Las, fin mai, l’entreprise américaine a annoncé la fin de toutes ses opérations au Nigeria. Une « décision difficile » prise en raison d’un changement de ses priorités stratégiques au niveau mondial, a-t-elle expliqué, mais aussi de l’évolution économique d’un pays aujourd’hui rongé par une crise profonde.

Kimberly-Clark n’est pas un cas isolé. Ces derniers mois, plusieurs multinationales, de Procter & Gamble à GSK en passant par Bayer et Sanofi, ont choisi de réduire leur présence au Nigeria, voire de le quitter totalement. Depuis, la liste s’est encore étoffée d’un nouveau nom : le mardi 11 juin, le groupe britannique de spiritueux Diageo annonçait vendre sa participation majoritaire dans sa filiale Guinness Nigeria à Tolaram, une entreprise basée à Singapour.

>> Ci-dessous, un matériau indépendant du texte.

PR #405, opened 2020-07-17
shell: Remove section, move relevant content to `config/index`.

flexibeast:


ericonr:
I see this page was brought over when porting one of the wiki pages into the docs by @Duncaen. Are you ok with the removal?

src/config/index.md
```diff
@@ -1,3 +1,13 @@
 # Configuration
```
ericonr, line 1: Perhaps make it clear that there are pages under this section? I think section contents would be too much, but at least make it explicit that the configuration section isn't only the shell part?

flexibeast: Yeah, i was thinking the same thing, but couldn't immediately come up with wording i didn't find awkward. (At one point i had: "This section and its subsections provide information about configuring your Void
system.")

ericonr: That doesn't sound too bad, and it's definitely better than nothing at all.

flexibeast: Oh okay - well, i've put it back in. :-)

Duncaen:
Would it make sense to move this to user configuration instead?

flexibeast:
That was suggested by @ericonr [here](https://github.com/void-linux/void-docs/pull/396#issuecomment-659426802), so i've updated the PR accordingly.

PR #519, opened 2020-10-08
graphics-drivers/intel: mention DDX conflicts

the-maldridge:
I just spent several hours trying to troubleshoot this, so I figure its worth a callout.  It wasn't immediately obvious to me that the DDX drivers and the more specific modesetting drivers don't conflict and manual intervention is needed to put the right set on a machine.

I'm still not entirely sure which classes of intel machines are affected by this, so I added it to troubleshooting rather than the driver selection section above.

### DIFF
--- a/src/config/graphical-session/graphics-drivers/intel.md
+++ b/src/config/graphical-session/graphics-drivers/intel.md
@@ -41,3 +41,8 @@ cmdline](../../kernel.md#cmdline). This problem is expected to happen on the
 Broadwell generation of internal GPUs. If you have another internal GPU and your
 issues are fixed by this kernel option, you should file a bug reporting the
 problem to kernel developers.
+
+For newer Intel chipsets, the [DDX](../xorg.md#ddx) drivers may interfere with
+correct operation. This is characterized by graphical acceleration not working
+and general graphical instability. If this is the case, try removing all
+`xf86-video-*` packages.


ericonr:
Did it fail to work even when manually selecting `modesetting` in Xorg config?

pullmoll:
FWIW I have a new Dell Latitude 3510 laptop with Intel i3-10110U CPU and UHD graphics and it was/is causing me trouble because `vlc`, `mpv`, or video players in general fail to work out of the box with the *default* video output. I'll give your suggestion a try and see if this is what's causing the problems for me too.

pullmoll:
This indeed fixed my issues as well. I removed `xbps-remove -R xorg` and installed just the subset `xbps-install -S xorg-fonts xorg-server xorg-apps xorg-input-drivers` and now everything works just fine. What a nice pitfall!

pullmoll:
Actually no, it didn't fix the problem. It's just that `vlc` did not take the change to the settings when I closed and started it again.
After a reboot the problem is back and the reason is probably this line from `Xorg.0.log`: `(WW) intel(0): Unknown chipset`.. *lol*
Anyway, this is off topic then and I'll see what to do to solve my own issue.

the-maldridge:
@ericonr as editing Xorg.conf is a deprecated configuration mechanism I try to avoid it.  In this case it was due to a non-performant driver being loaded which should simply be absent from the system.

PR #523, opened 2020-10-24
Update wpa_supplicant.md

Piping:
add details on how to use wpa_cli and wpa_supplicant based on my reading experience and real life experiment on this doc.

### DIFF
--- a/src/config/network/wpa_supplicant.md
+++ b/src/config/network/wpa_supplicant.md
@@ -3,7 +3,10 @@
 The `wpa_supplicant` package is installed by default on the base system. It
 includes utilities to configure wireless interfaces and handle wireless security
 protocols. To use wpa_supplicant, you will need to enable [the wpa_supplicant
-service](#the-wpa_supplicant-service).
+service](#the-wpa_supplicant-service). 
+
+`ln -s /etc/sv/wpa_supplicant /var/service`
+`sv start wpa_supplicant`
 
 [wpa_supplicant(8)](https://man.voidlinux.org/wpa_supplicant.8) is a daemon that
 manages wireless interfaces based on
@@ -81,6 +84,11 @@ to specify which network interface to use via the `-i` option, e.g.:
 
 ```
 # wpa_cli -i wlp2s0
+(wpa)$ add_network 0
+(wpa)$ set_network 0 ssid "wifi_name"
+(wpa)$ set_network 0 password abc123
+(wpa)$ enable_entwork 0
+(wpa)$ quit
 ```
 
 Not doing so can result in various `wpa_cli` commands (for example, `scan` and


Duncaen:
At least enabling the service is redundant, users should refer to the linked page if they don't know how services are enabled, otherwise we would have that literally on any page.
`sv start` is also not necessary as enabled services are always started unless they have a down file.

Piping:
@Duncaen does it mean once the soft link happens the runit will run the service immediately? 

As a new user who is referring to the doc during instillation, it is a bit easier to have all information needed in the front, especially for the networking setup. And I found `void-installer` cannot do this for me (wireless-setup) if I don't enable the `wpa_supplicant` service first.

Duncaen:
> @Duncaen does it mean once the soft link happens the runit will run the service immediately?

Yes it will start as soon as the service directory is scanned, which should happen within 5 or 14 seconds not sure,
in this period, sv start won't work because the service is not scanned and can't be controlled with sv anyways.

Regarding the new update, this is exactly why this should be documented in the appropriate file, now we would have to duplicate a lot more text over all pages that enable a service, which doesn't really make it better.

Piping:
@Duncaen Sure. I think the the time delay need to be mentioned . And  using `sv start` to verify the change will be more deterministic.

Duncaen:
Yes but the right place would be https://docs.voidlinux.org/config/services/index.html#enabling-services and not every single page that wants you to enable a service, linking to that page should be sufficient for new users who don't know how to enable services.

Piping:
A little bit of redundancy is not bad at all. Just referring the general enabling services section does not solve the problem of specific service, i.e I have to look up the correct name of service file/directory. Giving the right command up front would be so much easier. Especially referring to my experience when I cannot get Internet access in void installation and starting to search the Internet, find if I am missing wifi firmware etc.

Duncaen:
We've decided that redundancy is just hurting maintainability and reading experience, exactly this example was discussed and is mentioned in the style guide:

> Command code-blocks should not be used to describe routine tasks documented elsewhere in this Handbook. For example, when writing documentation for the foo package, do not provide a command code-block stating that one should install it via xbps-install foo. Similarly, do not provide code blocks describing how to enable the foo service.

https://github.com/void-linux/void-docs/blob/master/CONTRIBUTING.md#general

Piping:
@Duncaen  I don't think it hurts reading experience since it provides whatever information is needed by readers who is looking for the exact command.  But I don't want to spend time on arguing thus removing the ln command.

src/config/network/wpa_supplicant.md
```diff
@@ -3,7 +3,29 @@
 The `wpa_supplicant` package is installed by default on the base system. It
 includes utilities to configure wireless interfaces and handle wireless security
 protocols. To use wpa_supplicant, you will need to enable [the wpa_supplicant
-service](#the-wpa_supplicant-service).
+service](../services/index.md#enabling-services). 
+
+Then you need to run `rfkill` to make sure your radio device is not blocked.
+
+Run `rfkill unblock id|type` if it is shown blocked.
```
ericonr, line 10: Information about `rfkill` should be added to the general network page, because it applies to `wpa_supplicant` and IWD, as well as any other daemon we decide to add.

src/config/network/wpa_supplicant.md
```diff
@@ -3,7 +3,29 @@
...
+
+Sample Setup Commands:
+```
+# wpa_cli -i wlp2s0
+(wpa)$ add_network 0
+(wpa)$ set_network 0 ssid "wifi_name"
+(wpa)$ set_network 0 password abc123
+(wpa)$ enable_entwork 0
+(wpa)$ quit
+```
```
ericonr, line 26: Wow, their man page fails to even mention these `*_network` commands... It would be nice if we could get them added to the upstream man page.

src/config/network/wpa_supplicant.md
```diff
@@ -3,7 +3,29 @@
...
+
+Run `rfkill unblock id|type` if it is shown blocked.
+
+## Using wpa_cli
+
+`wpa_cli` is a tool comes with base system. You can use `wpa_cli` to manage `wpa_supplicant` from the command line, be sure
+to specify which network interface to use via the `-i` option. Not doing so can result in various `wpa_cli` commands (for example, `scan` and
+`scan_results`) not producing the expected output.
+
+Sample Setup Commands:
```
ericonr, line 18: "An example of the procedure to connect to an access point called `wifi_name` can be seen below:"

src/config/network/wpa_supplicant.md
```diff
@@ -3,7 +3,29 @@
...
+```
+# wpa_cli -i wlp2s0
+(wpa)$ add_network 0
+(wpa)$ set_network 0 ssid "wifi_name"
+(wpa)$ set_network 0 password abc123
+(wpa)$ enable_entwork 0
+(wpa)$ quit
+```
+
+## More on wpa_supplicant
```
ericonr, line 28: I don't love this title. I think the page could be reorganized to not require it.

src/config/network/wpa_supplicant.md
```diff
@@ -3,7 +3,29 @@
 The `wpa_supplicant` package is installed by default on the base system. It
 includes utilities to configure wireless interfaces and handle wireless security
 protocols. To use wpa_supplicant, you will need to enable [the wpa_supplicant
-service](#the-wpa_supplicant-service).
+service](../services/index.md#enabling-services).
```
ericonr, line 6: https://docs.voidlinux.org/config/network/wpa_supplicant.html#the-wpa_supplicant-service has a link to the part about enabling services...

src/config/network/wpa_supplicant.md
ericonr: It is already in, but we can perhaps expand it. https://docs.voidlinux.org/config/network/index.html

ericonr (commented):
Please remember to run the `./check` script before pushing the PR, and squash all commits that touch this file (but make a different commit if you touch `network/index.md`

ericonr:
> A little bit of redundancy is not bad at all. Just referring the general enabling services section does not solve the problem of specific service, i.e I have to look up the correct name of service file/directory.

This could be made clearer, but whenever we say "enable `service_name` service", the directory is named `service_name`.

> Especially referring to my experience when I cannot get Internet access in void installation and starting to search the Internet, find if I am missing wifi firmware etc.

New images will hopefully include the void-docs package, allowing you to access the documentation even when offline.

>  And in void-installer shell, there is not auto-completion of directory and filenames.

Is it running `dash`? We can probably add a note to the installation section about switching to `bash` before doing anything complicated.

Lire le décryptage : Article réservé à nos abonnés Nigeria, un géant d’Afrique à la dérive

« Tous ces départs témoignent d’un environnement des affaires très éprouvant pour les entreprises », indique David Omojomolo, analyste au sein du cabinet d’études Capital Economics. Le contexte est assombri par une inflation galopante, dont les répercussions sont difficiles à encaisser pour les grands groupes de consommation. Au mois de mai, celle-ci a atteint près de 34 %, son niveau le plus élevé depuis vingt-quatre ans. Résultat, le pouvoir d’achat se réduit comme peau de chagrin dans un pays où, selon la Banque mondiale, 87 millions de personnes vivent déjà sous le seuil de pauvreté. « Les consommateurs nigérians ne peuvent même plus s’offrir une Goldberg [une bière blonde bon marché] après une dure journée de travail », se désolait en février Hans Essaadi, le patron de Nigerian Breweries. Pour gérer cette mauvaise passe, la brasserie, filiale d’Heineken, a annoncé en avril la fermeture temporaire de deux de ses neuf usines.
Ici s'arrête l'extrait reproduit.